JWT can not only be used to ensure the message integrity but also authentication of both message sender/receiver.
The JWT includes the digital signature hash value of the message body to ensure the message integrity during the transmition. For more information you can visit https://jwt.io/introduction/.
5/5 - HTTP Status Codes
HTTP defines status code. When design REST API, don't just use 200 for success or 404 for error.
Here are some guideline to consider for each REST API status return code. Proper error handle may help to validate the incoming requests and better identify the potential security risks.
You will also find more information in this REST API Error Codes 101 blog post.
- 200 OK - Response to a successful REST API action. The HTTP method can be GET, POST, PUT, PATCH or DELETE.
- 400 Bad Request - The request is malformed, such as message body format error.
- 401 Unauthorized - Wrong or no authencation ID/password provided.
- 403 Forbidden - It's used when the authentication succeeded but authenticated user doesn't have permission to the request resource.
- 404 Not Found - When a non-existent resource is requested.
- 405 Method Not Allowed - The error checking for unexpected HTTP method. For example, the RestAPI is expecting HTTP GET, but HTTP PUT is used.
- 429 Too Many Requests - The error is used when there may be DOS attack detected or the request is rejected due to rate limiting
401 vs 403
401 “Unauthorized” really means Unauthenticated, “You need valid credentials for me to respond to this request”.
403 “Forbidden” really means Unauthorized, “I understood your credentials, but so sorry, you’re not allowed!”

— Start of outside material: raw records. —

PR #3095, opened 2021-11-01
Add regression test for remap in case of overflow

JulieBar:
Related issue: https://github.com/opencv/opencv/issues/18224
Related fix in OpenCV: https://github.com/opencv/opencv/pull/20977

Fix as well as the issue addressed only BORDER_CONSTANT case; maybe later we should check issues for other borders too;

```
force_builders=Custom
Xbuild_image:Custom=ubuntu-cuda:16.04
```

### DIFF
--- a/modules/cudawarping/test/test_remap.cpp
+++ b/modules/cudawarping/test/test_remap.cpp
@@ -41,6 +41,8 @@
 //M*/
 
 #include "test_precomp.hpp"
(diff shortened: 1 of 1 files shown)


alalek (approved):
Looks good to me :+1:

alalek:
Could you please take a look on new build warnings from "Custom" (CUDA) builder?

In this post I have covered the top 5 RESTful API security issues and guidelines on how to address them. Following these guidelines will result in a more secure and quality REST API service and a more developer-friendly REST API.
Some methods (for example, HEAD, GET, OPTIONS and TRACE) are defined as safe, which means they are intended only for information retrieval and should not change the state of the server.
When designing and building REST APIs you have to pay attention to security aspects.